Web, when a 'damsel in distress' calls, and I can hear it in time, I will answer (to the best of my ability). What I'll do here is recount 3 jobs that I've been on in the past few years where a pool has been severely (more than ~ 1/8" out of level [a LASER level has a +/- 1/16" margin of error]) out of level. I can not criticise a job I've never seen nor the company that did the job, so I'll let you infer what's going on with your pool.
1) A few years ago I personally was responsible for the steps in a pool being ~ 1" higher than the rest of the pool (thankfully the 'rep' option is gone). This wasnt noticed until the pool was backfilled. The fix we made was to excavate the step area (to ~20' either side) and jackhammer out the collar so that we could lower the affected pannels to their proper heigth and repour the collar and rebackfill - all by hand, guess who got to do all the 'drudge work'?
2) Last year, a portion of one of the walls, collar and all (after a week of very heavy rain) sank over an inch, causing the wall to actually buckle (and thereby be ~1 1/2" low at it's lowest) right at the skimmer. Our cure this time was to excavate and cut the 'tops' off of new pannels and attach them to 'recreate' the beam that had failed.
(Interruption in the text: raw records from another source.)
PR #4489, opened 2026-03-03
Enable tiers oss

radixo:
## Description

* Enable calico-system tier for OSS
* Translate k8s NPs used on OSS renders to CNPs

## Release Note

```release-note-not-required
TBD
```

## For PR author

- [ ] Tests for change.

## For PR reviewers

- [ ] Appropriate labels:

### DIFF
--- a/pkg/render/guardian_test.go
+++ b/pkg/render/guardian_test.go
@@ -334,11 +334,11 @@ var _ = Describe("Rendering tests", func() {
 			It("should render OSS network policy regardless of IncludeEgressNetworkPolicy flag", func() {
 				// OSS variant should always render a network policy, even when IncludeEgressNetworkPolicy is false
 				renderGuardianPolicy("127.0.0.1:1234", false, operatorv1.Calico, false)
-				
+
 				policyName := types.NamespacedName{Name: "calico-system.guardian-access", Namespace: "calico-system"}
 				policy := testutils.GetCalicoSystemPolicyFromResources(policyName, resources)
 				Expect(policy).NotTo(BeNil(), "OSS variant should always render a network policy")
-				
+
 				// Verify it's the OSS policy (should only have Ingress type, no Egress)
 				Expect(policy.Spec.Types).To(ConsistOf(v3.PolicyTypeIngress))
 				Expect(policy.Spec.Egress).To(BeEmpty())
@@ -347,7 +347,7 @@ var _ = Describe("Rendering tests", func() {
 			It("should not render Enterprise network policy when IncludeEgressNetworkPolicy is false", func() {
 				// Enterprise variant with IncludeEgressNetworkPolicy=false should not render any policy
 				renderGuardianPolicy("127.0.0.1:1234", false, operatorv1.TigeraSecureEnterprise, false)
-				
+
 				policyName := types.NamespacedName{Name: "calico-system.guardian-access", Namespace: "calico-system"}
 				policy := testutils.GetCalicoSystemPolicyFromResources(policyName, resources)
 				Expect(policy).To(BeNil(), "Enterprise variant with IncludeEgressNetworkPolicy=false should not render a network policy")
@@ -356,11 +356,11 @@ var _ = Describe("Rendering tests", func() {
 			It("should render Enterprise network policy when IncludeEgressNetworkPolicy is true", func() {
 				// Enterprise variant with IncludeEgressNetworkPolicy=true should render the full policy
 				renderGuardianPolicy("127.0.0.1:1234", false, operatorv1.TigeraSecureEnterprise, true)
-				
+
 				policyName := types.NamespacedName{Name: "calico-system.guardian-access", Namespace: "calico-system"}
 				policy := testutils.GetCalicoSystemPolicyFromResources(policyName, resources)
 				Expect(policy).NotTo(BeNil(), "Enterprise variant with IncludeEgressNetworkPolicy=true should render a network policy")
-				
+
 				// Verify it's the Enterprise policy (should have both Ingress and Egress types)
 				Expect(policy.Spec.Types).To(ConsistOf(v3.PolicyTypeIngress, v3.PolicyTypeEgress))
 				Expect(policy.Spec.Egress).NotTo(BeEmpty())


pkg/controller/apiserver/apiserver_controller.go
```diff
@@ -79,14 +79,12 @@ func Add(mgr manager.Manager, opts options.ControllerOptions) error {
 	}
 
 	// Established deferred watches against the v3 API that should succeed after the Enterprise API Server becomes available.
-	if opts.EnterpriseCRDExists {
-		// Watch for changes to Tier, as its status is used as input to determine whether network policy should be reconciled by this controller.
-		go utils.WaitToAddTierWatch(networkpolicy.TigeraComponentTierName, c, opts.K8sClientset, log, r.tierWatchReady)
+	// Watch for changes to Tier, as its status is used as input to determine whether network policy should be reconciled by this controller.
+	go utils.WaitToAddTierWatch(networkpolicy.TigeraComponentTierName, c, opts.K8sClientset, log, r.tierWatchReady)
```
caseydavenport:
```suggestion
	go utils.WaitToAddTierWatch(networkpolicy.CalicoTier, c, opts.K8sClientset, log, r.tierWatchReady)
```

^ We should rename this now that it's not Tigera specific.

pkg/controller/apiserver/apiserver_controller.go
```diff
@@ -425,6 +405,24 @@ func (r *ReconcileAPIServer) Reconcile(ctx context.Context, request reconcile.Re
 		}
 	}
 
+	includeV3NetworkPolicy := false
```
caseydavenport: Why did this move?

pkg/controller/clusterconnection/clusterconnection_controller.go
```diff
@@ -83,13 +83,13 @@ func Add(mgr manager.Manager, opts options.ControllerOptions) error {
...
-		go utils.WaitToAddNetworkPolicyWatches(c, opts.K8sClientset, log, []types.NamespacedName{
-			{Name: render.GuardianPolicyName, Namespace: render.GuardianNamespace},
-			{Name: networkpolicy.TigeraComponentDefaultDenyPolicyName, Namespace: render.GuardianNamespace},
-		})
 	}
+	go utils.WaitToAddTierWatch(networkpolicy.TigeraComponentTierName, c, opts.K8sClientset, log, tierWatchReady)
+
+	go utils.WaitToAddNetworkPolicyWatches(c, opts.K8sClientset, log, []types.NamespacedName{
+		{Name: render.GuardianPolicyName, Namespace: render.GuardianNamespace},
+		{Name: networkpolicy.TigeraComponentDefaultDenyPolicyName, Namespace: render.GuardianNamespace},
```
caseydavenport: We should rename all of these as well. 
```suggestion
		{Name: networkpolicy.DefaultDenyPolicyName, Namespace: render.GuardianNamespace},
```

pkg/render/goldmane/component.go
```diff
@@ -100,7 +102,7 @@ func (c *Component) SupportedOSType() rmeta.OSType {
 	return rmeta.OSTypeLinux
 }
 
-func (c *Component) Objects() ([]client.Object, []client.Object) {
+func (c *Component) Objects() (toCreate, toDelete []client.Object) {
```
caseydavenport: Prefer not to use named return values unless it's really necessary.

pkg/render/goldmane/component.go
```diff
@@ -312,29 +318,32 @@ func (c *Component) role() *rbacv1.Role {
...
 			},
 		},
 	}
 }
+
+func (c *Component) deprecatedObjects() []client.Object {
+	return []client.Object{
+		&netv1.NetworkPolicy{
+			TypeMeta:   metav1.TypeMeta{Kind: "NetworkPolicy", APIVersion: "networking.k8s.io/v1"},
+			ObjectMeta: metav1.ObjectMeta{Name: "goldmane", Namespace: GoldmaneNamespace},
```
caseydavenport, line 410: Worth a comment on this one explaining.

pkg/render/whisker/component.go
```diff
@@ -121,7 +121,7 @@ func (c *Component) SupportedOSType() rmeta.OSType {
 	return rmeta.OSTypeLinux
 }
 
-func (c *Component) Objects() ([]client.Object, []client.Object) {
+func (c *Component) Objects() (toCreate, toDelete []client.Object) {
```
caseydavenport: Same here

pkg/render/whisker/component_test.go
```diff
@@ -70,7 +70,7 @@ var _ = Describe("ComponentRendering", func() {
 				WhiskerBackendKeyPair: defaultTLSKeyPair,
 				Whisker:               &operatorv1.Whisker{Spec: operatorv1.WhiskerSpec{Notifications: ptr.ToPtr(operatorv1.Enabled)}},
 			},
-			0, numExpectedObjects,
+			0, numExpectedObjects+1,
```
caseydavenport: Seems odd - why a +1 here instead of just updating "numExpectedObjects"?

pkg/render/guardian.go
```diff
@@ -88,16 +86,24 @@ func Guardian(cfg *GuardianConfiguration) Component {
...
 func GuardianPolicy(cfg *GuardianConfiguration) (Component, error) {
-	guardianAccessPolicy, err := guardianCalicoSystemPolicy(cfg)
-	if err != nil {
-		return nil, err
-	}
+	var policies []client.Object
 
-	return NewPassthrough(
-		[]client.Object{
+	// XXX TODO: To implement different policies when is Enterprise and
```
caseydavenport: Do we have an issue tracking this? Best not to leave it just as a TODO unless you're planning on addressing in this PR.

pkg/controller/apiserver/apiserver_controller.go
radixo: I'm thinking to change this one to CalicoTierName, to be more descritive, once it stores a the Tier name and not a Tier component struct, WDYT?

caseydavenport: sounds good!

pkg/controller/apiserver/apiserver_controller.go
radixo: No reason, probably during a test I moved it and didn't realise. My bad, fixing it.

pkg/render/guardian.go
radixo: @Brian-McM was any Issue created for this one? I'm removing this comment.

pkg/render/common/networkpolicy/networkpolicy.go
```diff
@@ -184,25 +184,18 @@ func CalicoSystemDefaultDeny(namespace string) *v3.NetworkPolicy {
...
 
 // Entity rules not belonging to Calico/Tigera components.
-var KubeAPIServerEntityRule = v3.EntityRule{
-	Services: &v3.ServiceMatch{
-		Name:      "kubernetes",
-		Namespace: "default",
-	},
-}
-
 var KubeAPIServerServiceSelectorEntityRule = v3.EntityRule{
```
caseydavenport: I think we should keep the other one :p 

They're identical, but the other one has a much nicer name.

pkg/render/guardian.go
```diff
@@ -88,16 +86,21 @@ func Guardian(cfg *GuardianConfiguration) Component {
 }
 
 func GuardianPolicy(cfg *GuardianConfiguration) (Component, error) {
-	guardianAccessPolicy, err := guardianCalicoSystemPolicy(cfg)
-	if err != nil {
-		return nil, err
-	}
+	var policies []client.Object
```
caseydavenport, line 89: I think there's a bug here. For OSS, `IncludeEgressNetworkPolicy` will always be false (it's gated on the enterprise license having `EgressAccessControlFeature`), so `policies` will be empty and no CNP gets rendered for Guardian at all.

Meanwhile, the old k8s NetworkPolicy was removed from the Guardian component and added to `deprecatedObjects()`. So OSS Guardian ends up with zero network policy — the old one is deleted and the new one is never created.

It looks like `ossNetworkPolicy()` inside `guardianCalicoSystemPolicy` was intended to cover the OSS case, but it's dead code because it's behind this gate.

I think the fix is to always call `guardianCalicoSystemPolicy` when the tier is available, and use `IncludeEgressNetworkPolicy` (or variant) to control just the egress rules within the policy, rather than gating the entire policy creation.

pkg/render/goldmane/component.go
```diff
@@ -312,29 +318,35 @@ func (c *Component) role() *rbacv1.Role {
...
-			"app.kubernetes.io/name": GoldmaneDeploymentName,
-		},
-	}
-}
-
-func (c *Component) networkPolicy() *netv1.NetworkPolicy {
-	return &netv1.NetworkPolicy{
+func (c *Component) networkPolicy() *v3.NetworkPolicy {
+	return &v3.NetworkPolicy{
 		TypeMeta:   metav1.TypeMeta{Kind: "NetworkPolicy", APIVersion: "networking.k8s.io/v1"},
```
caseydavenport: This is a `*v3.NetworkPolicy` but the TypeMeta says `networking.k8s.io/v1`. Should be `projectcalico.org/v3`.

pkg/render/whisker/component.go
```diff
@@ -267,27 +271,27 @@ func (c *Component) deployment() *appsv1.Deployment {
...
-				Protocol: ptr.ToPtr(corev1.ProtocolTCP),
-				Port:     ptr.ToPtr(intstr.FromInt32(GoldmaneServicePort)),
-			}},
 		},
 	}
-	return &netv1.NetworkPolicy{
+	egressRules = networkpolicy.AppendDNSEgressRules(egressRules, c.cfg.OpenShift)
+
+	return &v3.NetworkPolicy{
 		TypeMeta:   metav1.TypeMeta{Kind: "NetworkPolicy", APIVersion: "networking.k8s.io/v1"},
```
caseydavenport: Same TypeMeta bug — `*v3.NetworkPolicy` with `APIVersion: "networking.k8s.io/v1"`. Should be `projectcalico.org/v3`.

pkg/render/whisker/component.go
```diff
@@ -267,27 +271,27 @@ func (c *Component) deployment() *appsv1.Deployment {
...
-		ObjectMeta: metav1.ObjectMeta{Name: WhiskerName, Namespace: WhiskerNamespace},
-		Spec: netv1.NetworkPolicySpec{
-			PolicyTypes: []netv1.PolicyType{netv1.PolicyTypeIngress, netv1.PolicyTypeEgress},
-			PodSelector: *selector.PodLabelSelector(WhiskerDeploymentName),
-			Egress:      append(egressRules, networkpolicy.K8sDNSEgressRules(c.cfg.OpenShift)...),
+		ObjectMeta: metav1.ObjectMeta{Name: WhiskerPolicyName, Namespace: WhiskerNamespace},
+		Spec: v3.NetworkPolicySpec{
+			Tier:     networkpolicy.CalicoTierName,
+			Types:    []v3.PolicyType{v3.PolicyTypeEgress},
```
caseydavenport: The old policy had both ingress / egress defined here - is this intentional?

pkg/render/guardian.go
```diff
@@ -547,37 +549,43 @@ func (c *GuardianComponent) annotations() map[string]string {
 	return annotations
 }
 
-func (c *GuardianComponent) networkPolicy() *netv1.NetworkPolicy {
-	return &netv1.NetworkPolicy{
+func ossNetworkPolicy() *v3.NetworkPolicy {
+	return &v3.NetworkPolicy{
 		TypeMeta:   metav1.TypeMeta{Kind: "NetworkPolicy", APIVersion: "networking.k8s.io/v1"},
```
caseydavenport: Same TypeMeta bug here — this is a `*v3.NetworkPolicy` but has `APIVersion: "networking.k8s.io/v1"`. Should be `projectcalico.org/v3`.

pkg/render/goldmane/component.go
radixo: :shaking_face: sorry

pkg/render/guardian.go
radixo: Actually that it is how it was before, this code it was the most confusing one, you can see that I treated on a way to leave the Entreprise how it was, and created a v3.NetworkPolicy for OSS. About the way that the Enterprise was creating the rule I warned Operator team.

pkg/render/whisker/component.go
radixo: No, I really missed that, good catch!

pkg/render/guardian.go
caseydavenport: @radixo `ossNetworkPolicy` is called from `guardianCalicoSystemPolicy` which is only ever called when ` cfg.IncludeEgressNetworkPolicy` is true, which only ever happens on enterprise. Right?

3) Similarly, on a 'rehab' job 3 years ago, the original pool was so badly out of level, we cut new pannels in half and attached them as to raise the entire pool to the level we wanted (they were getting a new deck, so we had the leeway we needed).
The comparitive expense of these, I don't know, but I'm sure none of them are cheep. Talk with your PC and see what he will or can do to correct the situation.
I wish you well, again, with your situation and hope all turns out fine.